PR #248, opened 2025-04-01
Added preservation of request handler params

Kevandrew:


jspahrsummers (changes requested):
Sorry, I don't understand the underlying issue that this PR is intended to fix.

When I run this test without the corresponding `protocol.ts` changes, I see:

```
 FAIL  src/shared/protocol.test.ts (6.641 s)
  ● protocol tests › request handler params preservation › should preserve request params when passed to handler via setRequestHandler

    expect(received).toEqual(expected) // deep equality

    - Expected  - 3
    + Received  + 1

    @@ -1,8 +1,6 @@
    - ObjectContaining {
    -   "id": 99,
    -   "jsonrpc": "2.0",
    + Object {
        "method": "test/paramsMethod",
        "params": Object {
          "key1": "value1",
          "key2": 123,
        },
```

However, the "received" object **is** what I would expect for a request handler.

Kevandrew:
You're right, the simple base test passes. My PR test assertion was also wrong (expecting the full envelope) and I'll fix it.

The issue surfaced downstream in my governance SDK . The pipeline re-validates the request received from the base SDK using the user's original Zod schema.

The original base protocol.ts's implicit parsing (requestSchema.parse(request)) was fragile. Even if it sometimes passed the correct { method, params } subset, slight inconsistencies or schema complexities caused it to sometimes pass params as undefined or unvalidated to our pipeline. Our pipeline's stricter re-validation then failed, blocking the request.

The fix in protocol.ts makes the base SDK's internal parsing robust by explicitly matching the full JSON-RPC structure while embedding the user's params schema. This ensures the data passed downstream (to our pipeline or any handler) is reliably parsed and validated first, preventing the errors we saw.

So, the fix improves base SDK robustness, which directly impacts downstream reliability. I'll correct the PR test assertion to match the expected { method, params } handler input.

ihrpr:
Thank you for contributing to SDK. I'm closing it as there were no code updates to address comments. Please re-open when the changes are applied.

----------------

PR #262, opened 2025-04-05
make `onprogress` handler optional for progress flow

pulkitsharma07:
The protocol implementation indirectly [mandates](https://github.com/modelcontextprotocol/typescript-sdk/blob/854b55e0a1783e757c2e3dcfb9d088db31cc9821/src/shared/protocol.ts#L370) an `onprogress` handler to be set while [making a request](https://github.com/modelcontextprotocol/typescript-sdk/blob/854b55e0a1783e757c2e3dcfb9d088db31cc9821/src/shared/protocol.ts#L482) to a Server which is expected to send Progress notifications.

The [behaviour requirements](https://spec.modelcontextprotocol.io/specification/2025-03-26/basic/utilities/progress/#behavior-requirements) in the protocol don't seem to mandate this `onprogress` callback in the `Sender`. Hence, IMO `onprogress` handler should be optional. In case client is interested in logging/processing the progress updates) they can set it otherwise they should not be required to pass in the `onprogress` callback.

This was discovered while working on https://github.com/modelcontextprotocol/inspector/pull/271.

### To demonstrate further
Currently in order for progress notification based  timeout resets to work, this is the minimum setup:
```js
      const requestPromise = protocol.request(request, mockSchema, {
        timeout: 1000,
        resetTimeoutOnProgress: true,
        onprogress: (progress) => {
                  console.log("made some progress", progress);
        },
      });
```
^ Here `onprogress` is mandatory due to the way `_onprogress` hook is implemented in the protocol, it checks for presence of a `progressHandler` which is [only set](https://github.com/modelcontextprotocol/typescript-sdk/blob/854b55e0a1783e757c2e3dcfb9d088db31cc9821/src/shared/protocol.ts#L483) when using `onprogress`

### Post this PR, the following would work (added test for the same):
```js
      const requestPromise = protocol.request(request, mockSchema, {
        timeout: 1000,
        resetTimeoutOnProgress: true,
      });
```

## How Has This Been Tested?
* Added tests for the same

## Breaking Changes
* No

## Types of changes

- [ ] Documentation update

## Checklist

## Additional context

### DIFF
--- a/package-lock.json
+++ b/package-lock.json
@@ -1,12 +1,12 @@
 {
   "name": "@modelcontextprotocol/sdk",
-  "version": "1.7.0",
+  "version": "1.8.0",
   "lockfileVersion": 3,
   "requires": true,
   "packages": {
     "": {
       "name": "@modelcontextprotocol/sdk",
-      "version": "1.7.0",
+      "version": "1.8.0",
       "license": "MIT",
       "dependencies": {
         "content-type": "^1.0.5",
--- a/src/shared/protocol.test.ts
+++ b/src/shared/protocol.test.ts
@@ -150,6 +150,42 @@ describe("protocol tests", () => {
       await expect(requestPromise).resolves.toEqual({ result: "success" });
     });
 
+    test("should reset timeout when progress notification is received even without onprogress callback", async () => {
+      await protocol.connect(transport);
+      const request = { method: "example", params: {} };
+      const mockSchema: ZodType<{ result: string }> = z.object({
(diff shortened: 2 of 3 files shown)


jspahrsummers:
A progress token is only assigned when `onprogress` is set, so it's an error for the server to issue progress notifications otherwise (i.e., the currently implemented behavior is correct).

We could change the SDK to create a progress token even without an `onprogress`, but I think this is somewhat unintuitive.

----------------

From the data above, gather every line that includes the word "downstream".

EXERCISE OUTPUT:
The issue surfaced downstream in my governance SDK . The pipeline re-validates the request received from the base SDK using the user's original Zod schema.
The fix in protocol.ts makes the base SDK's internal parsing robust by explicitly matching the full JSON-RPC structure while embedding the user's params schema. This ensures the data passed downstream (to our pipeline or any handler) is reliably parsed and validated first, preventing the errors we saw.
So, the fix improves base SDK robustness, which directly impacts downstream reliability. I'll correct the PR test assertion to match the expected { method, params } handler input.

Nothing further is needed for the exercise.